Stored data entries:
= = = =

PR #6173, opened 2026-06-20
fix: bound fallback LLM time to first chunk

### LINKED ISSUE #6171: FallbackAdapter attempt_timeout is a read (inter-byte) timeout, not time-to-first-token — a provider that stalls before its first token causes long dead air with no failover
### Bug Description

`llm.FallbackAdapter(attempt_timeout=...)` does not bound **time-to-first-token** — it ends up as an HTTP **read (inter-byte) timeout**, not a total or first-token budget.

If a provider accepts the request and keeps the SSE stream alive (periodic keep-alive frames, or a role-only delta with empty content) but never emits a real content/tool token, the read timeout is continually reset, no `ChatChunk` is ever produced, and the `FallbackAdapter` **never fails over to the next provider**. The turn hangs far beyond `attempt_timeout` (we saw ~60s, bounded only by the upstream's own timeout / the user hanging up), even though healthy fallback providers are configured — which defeats the purpose of the adapter.

Root cause chain:
1. `FallbackAdapter(attempt_timeout=5.0)` → `FallbackAdapterStream._try_generate` passes it as `conn_options.timeout`.
2. The OpenAI plugin applies it as `timeout=httpx.Timeout(self._conn_options.timeout)` on `client.chat.completions.create(..., stream=True)` (`agents/inference/llm.py`). A scalar `httpx.Timeout` is a per-read (inter-byte) timeout.
3. The stream loop only forwards chunks with real content; empty/role-only/keep-alive frames yield no `ChatChunk`.

So a provider that trickles bytes without ever producing a token keeps the read timeout from firing, the attempt never raises, and `_try_generate`'s `except APIError`/`asyncio.TimeoutError` failover path is never reached. (Proof it's a trickle and not a dead socket: a silent socket *would* trip the read timeout at `attempt_timeout`; in our case the request stayed open ~60s.)

### Expected Behavior

If a provider produces no first token within the configured budget, the attempt should be aborted and `FallbackAdapter` should fail over to the next provider — instead of hanging indefinitely with no output. The adapter's core promise (route around a non-responsive provider) should hold even when the provider keeps the connection alive without emitting tokens.

### Reproduction Steps

```bash
1. Start an OpenAI-compatible mock that emits a role chunk then trickles empty keep-alives forever (never a real token):


# mock_stall.py  — run on :8999
import asyncio, json, time
from aiohttp import web

async def chat(req):
    r = web.StreamResponse(headers={"Content-Type": "text/event-stream"})
    await r.prepare(req)
    def sse(delta):
        return f'data: {json.dumps({"id":"x","object":"chat.completion.chunk","created":int(time.time()),"model":"m","choices":[{"index":0,"delta":delta,"finish_reason":None}]})}\n\n'.encode()
    await r.write(sse({"role": "assistant", "content": ""}))   # not a real token
    while True:                                                # keep-alive trickle, no content
        await asyncio.sleep(1.5); await r.write(sse({"content": ""}))
    return r

app = web.Application(); app.router.add_post("/v1/chat/completions", chat)
web.run_app(app, port=8999)

2. Put the stalling endpoint as the primary in a FallbackAdapter with a healthy fallback and a short attempt_timeout:

# repro.py
import asyncio

async def main():
    stalling = openai.LLM(model="m", base_url="http://localhost:8999/v1", api_key="x")
    healthy  = openai.LLM(model="gpt-4o-mini")  # real OPENAI_API_KEY
    fb = llm.FallbackAdapter([stalling, healthy], attempt_timeout=5.0)
    async with fb.chat(chat_ctx=llm.ChatContext.empty()) as s:
        async for chunk in s:
            print(chunk)

asyncio.run(main())

3. Observe: nothing is printed for far longer than attempt_timeout=5s; the adapter never fails over to healthy. Expected: failover within ~5s and a response from healthy.
```

### Operating System

Windows 11 (platform-independent — the behavior is in the async/HTTP layer, not OS-specific)

### Models Used

LLM: OpenAI-compatible endpoint (originally observed with Azure OpenAI gpt-4.1 and an OpenAI-compatible proxy). STT/TTS not relevant — bug is in llm.FallbackAdapter.

### Package Versions

```bash
livekit==1.1.8
livekit-agents==1.5.12
livekit-api==1.1.0
livekit-plugins-openai==1.5.12
livekit-protocol==1.1.15
```

### Session/Room/Call IDs

N/A — fully reproducible locally with the snippet above; not tied to a LiveKit Cloud session.

### Proposed Solution

```python
### Proposed Solution

Bound time-to-first-token per attempt inside `FallbackAdapterStream._try_generate`: wrap the wait for the first real chunk in `asyncio.timeout(...)` and raise a retryable `APITimeoutError` on expiry, so the existing `except APIError` path fails over. Two options:

- (a) Reuse `attempt_timeout` as a first-token deadline (pure behavior fix, but changes timing for existing users), or
- (b) Add an opt-in `first_token_timeout: float | None = None` param so default behavior is unchanged.

I'd lean toward (b) for backward-compat. The guard should disarm after the first real token (content **or** tool-call delta) so mid-stream behavior is untouched, and close the inner stream on timeout to release the hung connection. Happy to open a PR once a maintainer confirms the preferred option (a vs b).
```

### Additional Context

_No response_

_No response_

nightcityblade:
Fixes #6171

## Summary
- enforce `attempt_timeout` while waiting for the first yielded chat chunk in `FallbackAdapter`
- fall through to the next LLM when the current provider stalls before producing a chunk
- add a regression test covering slow time-to-first-chunk fallback

## Tests
- `uv run ruff format --check livekit-agents/livekit/agents/llm/fallback_adapter.py tests/test_llm_fallback.py`
- `uv run ruff check livekit-agents/livekit/agents/llm/fallback_adapter.py tests/test_llm_fallback.py`
- `uv run pytest tests/test_llm_fallback.py -q`

### DIFF
--- a/livekit-agents/livekit/agents/llm/fallback_adapter.py
+++ b/livekit-agents/livekit/agents/llm/fallback_adapter.py
@@ -177,7 +177,21 @@ class FallbackLLMStream(LLMStream):
                 ),
             ) as stream:
                 should_set_current = not check_recovery
-                async for chunk in stream:
+                stream_iter = stream.__aiter__()
+                try:
+                    first_chunk = await asyncio.wait_for(
+                        stream_iter.__anext__(),
+                        timeout=self._fallback_adapter._attempt_timeout,
+                    )
+                except StopAsyncIteration:
+                    return
+
+                if should_set_current:
+                    should_set_current = False
+                    self._current_stream = stream
+                yield first_chunk
+
+                async for chunk in stream_iter:
                     if should_set_current:
                         should_set_current = False
                         self._current_stream = stream
--- a/tests/test_llm_fallback.py
+++ b/tests/test_llm_fallback.py
@@ -1,0 +1,33 @@
+import asyncio
+import contextlib
+
+import pytest
+
+from livekit.agents.llm import ChatContext
+from livekit.agents.llm.fallback_adapter import FallbackAdapter
+
+from .fake_llm import FakeLLM, FakeLLMResponse
+
+pytestmark = pytest.mark.unit
+
+
+@pytest.mark.asyncio
+async def test_fallback_adapter_attempt_timeout_bounds_time_to_first_chunk() -> None:
+    slow = FakeLLM(
+        fake_responses=[FakeLLMResponse(input="hello", content="slow", ttft=1, duration=1)]
+    )
+    fast = FakeLLM(
+        fake_responses=[FakeLLMResponse(input="hello", content="fast", ttft=0, duration=0)]
+    )
+    fallback = FallbackAdapter([slow, fast], attempt_timeout=0.01)
+    chat_ctx = ChatContext()
+    chat_ctx.add_message(role="user", content="hello")
+
+    response = await fallback.chat(chat_ctx=chat_ctx).collect()
+
+    assert response.text == "fast"
+    if recovery_task := fallback._status[0].recovering_task:
+        recovery_task.cancel()
+        with contextlib.suppress(asyncio.CancelledError):
+            await recovery_task
+    await fallback.aclose()


ZaafirRizwan (commented):
Thanks for tackling this @nightcityblade — we hit this exact issue in production (a streaming provider that trickles keep-alive frames without ever emitting a token, so the read timeout never fires and the turn hangs with no failover). The adapter-level asyncio.wait_for on the first chunk is a clean fix, and nice that it disarms after the first chunk so mid-stream gaps aren't affected.

A few things worth considering:

1. Backward-compat of reusing attempt_timeout. Since this now also bounds time-to-first-chunk (default 5s), providers with a legitimately slow first token — reasoning models that think for several seconds, or a healthy-but-loaded endpoint — would start failing over where they didn't before. Is the intent to change attempt_timeout's meaning, or would a separate opt-in (e.g. first_token_timeout, off or larger by default) be safer for existing users? Happy to go whichever way maintainers prefer.

2. Test coverage for the original trigger. The current test exercises a ttft delay, which validates the adapter-level bound. It might be worth also simulating the real-world cause — a stream that trickles empty/keep-alive chunks without a real token — so the bug that motivated this is documented and guarded against regressions. I have a small OpenAI-compatible mock that reproduces it and am happy to share/contribute it.

3. Tool-call turns. The OpenAI plugin buffers a tool call and only emits the ChatChunk at completion, so for a tool-only turn the "first chunk" effectively arrives when the tool call finishes streaming. With a tight timeout, a turn streaming a large tool-argument payload could trip it mid-call — is that a concern for the targeted use cases?

PR #6175, opened 2026-06-20
fix(slng): expose speed in update_options

### LINKED ISSUE #6174: fix(slng): update_options missing speed parameter
## Bug Description

`TTS.update_options` exposes `voice` and `language` but omits `speed`, even though `speed` is a first-class field in `_TTSOptions` and is sent to the SLNG gateway in the WebSocket init payload via `build_tts_init_payload`.

Users can set speed at construction time but cannot dynamically change it afterward via `update_options`.

## Reproduction

```python
tts = TTS(speed=1.0, ...)
tts.update_options(speed=1.5)  # TypeError: unexpected keyword argument 'speed'
```

## Fix

Add `speed` to `update_options` and invalidate the connection pool when the value changes, since speed is part of the WebSocket init payload rather than a per-request parameter.

adityajha2005:
`TTS.update_options` accepted `voice` and `language` but silently dropped `speed`, even though speed is a first-class `_TTSOptions` field sent in the WebSocket init payload via `build_tts_init_payload`. Users who set speed at construction time had no way to change it afterward.

Fix: add `speed` to `update_options` and invalidate the connection pool when the value changes, consistent with how `voice` and `language` are handled.

Fixes #6174

### DIFF
--- a/livekit-plugins/livekit-plugins-slng/livekit/plugins/slng/tts.py
+++ b/livekit-plugins/livekit-plugins-slng/livekit/plugins/slng/tts.py
@@ -301,11 +301,13 @@ class TTS(tts.TTS):
         *,
         voice: NotGivenOr[str] = NOT_GIVEN,
         language: NotGivenOr[str] = NOT_GIVEN,
+        speed: NotGivenOr[float] = NOT_GIVEN,
     ) -> None:
         """
         Args:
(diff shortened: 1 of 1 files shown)


tinalenguyen (approved):
lgtm, thanks!

PR #6178, opened 2026-06-21
chore(example): update otel trace example

chenghao-mou:
make the otel trace example more generic (tested with langfuse)


longcw (approved):
lgtm! maybe fix the comment from devin before merge?

PR #6193, opened 2026-06-23
fix(google): clean up STT input frame task

### LINKED ISSUE #6181: Unhandled ChanClosed task warning with Google STT
### Bug Description

PR #5591 introduced a noisy asyncio warning when using Google STT.  After the change, I constantly see logs like:
```
Task exception was never retrieved
future: <Task finished ... coro=<Chan.recv()> exception=ChanClosed()>
livekit.agents.utils.aio.channel.ChanClosed
```

### Expected Behavior

No asyncio exceptions should appear

### Reproduction Steps

```bash
Use Google STT with livekit-agents 1.6.2 or newer
```

### Operating System

Ubuntu 24.04

### Models Used

chirp_3/google/gemini-3.5-flash/eleven_flash_v2_5

### Package Versions

```bash
livekit-agents==1.6.1
```

### Session/Room/Call IDs

_No response_

### Proposed Solution

```python

```

### Additional Context

_No response_

_No response_

gyx09212214-prog:
## Summary

Fixes #6181.

This cleans up the Google STT streaming request generator when the surrounding gRPC stream is cancelled while it is waiting for the next audio frame. The user-visible streaming behavior is unchanged, but the pending `self._input_ch.recv()` task is now cancelled and awaited before the generator exits.

## Background

PR #5591 added a race between `self._input_ch.recv()` and a stop event so Google STT can reconnect without leaving an idle request generator parked on the input channel. That fixed the idle-stream leak, but left a smaller cleanup gap: if the request generator itself is cancelled while `frame_task` is still waiting on `Chan.recv()`, the generator's `finally` block only cancelled `stop_task`.

When the input channel later closes, that orphaned task can finish with `ChanClosed`, causing:

`Task exception was never retrieved`
`future: <Task finished ... coro=<Chan.recv()> exception=ChanClosed()>`

## Changes

- Track the active Google STT input `frame_task`.
- Cancel and await both `stop_task` and any pending `frame_task` via `utils.aio.gracefully_cancel`.
- Add a regression test covering stream cancellation while waiting for audio.
- Mock Google ADC only for config-only tests so `test_plugin_google_stt.py` can run locally without real credentials.

## Validation

- `python -m pytest tests/test_plugin_google_stt.py -q`
  - `16 passed`
- `python -m ruff format --check livekit-plugins/livekit-plugins-google/livekit/plugins/google/stt.py tests/test_plugin_google_stt.py`
- `python -m ruff check livekit-plugins/livekit-plugins-google/livekit/plugins/google/stt.py tests/test_plugin_google_stt.py`
- `python -m py_compile livekit-plugins/livekit-plugins-google/livekit/plugins/google/stt.py tests/test_plugin_google_stt.py`
- `git diff --check`

### DIFF
--- a/livekit-plugins/livekit-plugins-google/livekit/plugins/google/stt.py
+++ b/livekit-plugins/livekit-plugins-google/livekit/plugins/google/stt.py
@@ -786,7 +786,12 @@ class SpeechStream(stt.SpeechStream):
                 tasks: list[asyncio.Task[object]] = [stop_task]
                 if frame_task is not None:
                     tasks.append(frame_task)
-                await utils.aio.gracefully_cancel(*tasks)
+                cleanup_task = asyncio.create_task(utils.aio.gracefully_cancel(*tasks))
+                try:
+                    await asyncio.shield(cleanup_task)
+                except asyncio.CancelledError:
+                    await cleanup_task
+                    raise
 
         async def process_stream(
             client: SpeechAsyncClientV2 | SpeechAsyncClientV1,
--- a/livekit-plugins/livekit-plugins-google/livekit/plugins/google/stt.py
+++ b/livekit-plugins/livekit-plugins-google/livekit/plugins/google/stt.py
@@ -753,6 +753,7 @@ class SpeechStream(stt.SpeechStream):
         ]:
             nonlocal audio_pushed
             stop_task = asyncio.create_task(should_stop.wait())
+            frame_task: asyncio.Task[object] | None = None
             try:
                 yield self._build_init_request(client)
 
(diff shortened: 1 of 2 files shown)


livekit-plugins/livekit-plugins-google/livekit/plugins/google/stt.py
```diff
@@ -781,7 +783,15 @@ async def input_generator(
...
-                stop_task.cancel()
+                tasks: list[asyncio.Task[object]] = [stop_task]
+                if frame_task is not None:
+                    tasks.append(frame_task)
+                cleanup_task = asyncio.create_task(utils.aio.gracefully_cancel(*tasks))
+                try:
+                    await asyncio.shield(cleanup_task)
+                except asyncio.CancelledError:
+                    await cleanup_task
+                    raise
```
longcw: no need to shield the cleanup task, otherwise looks good to me
```suggestion
                await utils.aio.gracefully_cancel(
                    stop_task, *([frame_task] if frame_task is not None else [])
                )
```

longcw (approved):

= = = =

Task brief
Each line from the top of the entries above through the line containing "### LINKED ISSUE #6171: FallbackAdapter" must be transcribed exactly, and no other line may appear.

Your response
PR #6173, opened 2026-06-20
fix: bound fallback LLM time to first chunk

### LINKED ISSUE #6171: FallbackAdapter attempt_timeout is a read (inter-byte) timeout, not time-to-first-token — a provider that stalls before its first token causes long dead air with no failover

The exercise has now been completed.